Though there is variation in how musicians and scholars interpret modality in the radif-dastgah tradition, the growing definition and independence of the avaz-dastgah in the twentieth century did facilitate more consistency in utilizing distinct modalities in performance. Even with this adjustment, however, there were still individual gusheh that maintained strong modal independence from the seven larger dastgah in which they appear. While some dastgah contain more modally independent gusheh than others, musicians and scholars consider modulation an inherent part of each dastgah. Shur notably contains less modulation than the rest of the dastgah. This is likely because large sections of Shur were converted into avaz-dastgah, thus removing large sections of Shur that would have constituted multiple significant modulations.
Despite the modal diversity in the gusheh, teaching and understanding the dastgah and avaz-dastgah as overarching modalities that provide the dominant modal definition in the system are quite common. Conversely, a framework of performance that emphasizes the more complex procedural aspects of the original seven dastgah remains at the core of musicians’ conceptions of the fully authentic Iranian music tradition.

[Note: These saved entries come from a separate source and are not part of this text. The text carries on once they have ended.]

PR #11002, opened 2022-08-28
coverity: use  CFLAGS: -Wno-error=deprecated-declarations to avoid bu…

pheiduck:
…ild error

### DIFF
--- a/.github/workflows/coverity.yml
+++ b/.github/workflows/coverity.yml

Thus, traditional Iranian music in its most authentic manifestations of the late twentieth century still emphasized the melodic idiosyn crasy of the individual dastgah. If a musician or a group of musicians with a singer wanted to perform traditional Iranian music in its most authentic form, it would be the radif-dastgah tradition following a detailed procedural model: they would take one particular dastgah and perform the gusheh of it in a fairly set order, with varying degrees of improvisation on the different types of gusheh. This continued emulation of the radif-dastgah tradition’s earliest manifestations has maintained an emphasis on each dastgah’s idiosyncratic use of pitch in the course of ongoing melodic development even as notions of systematic modality have become a standard part of the tradition.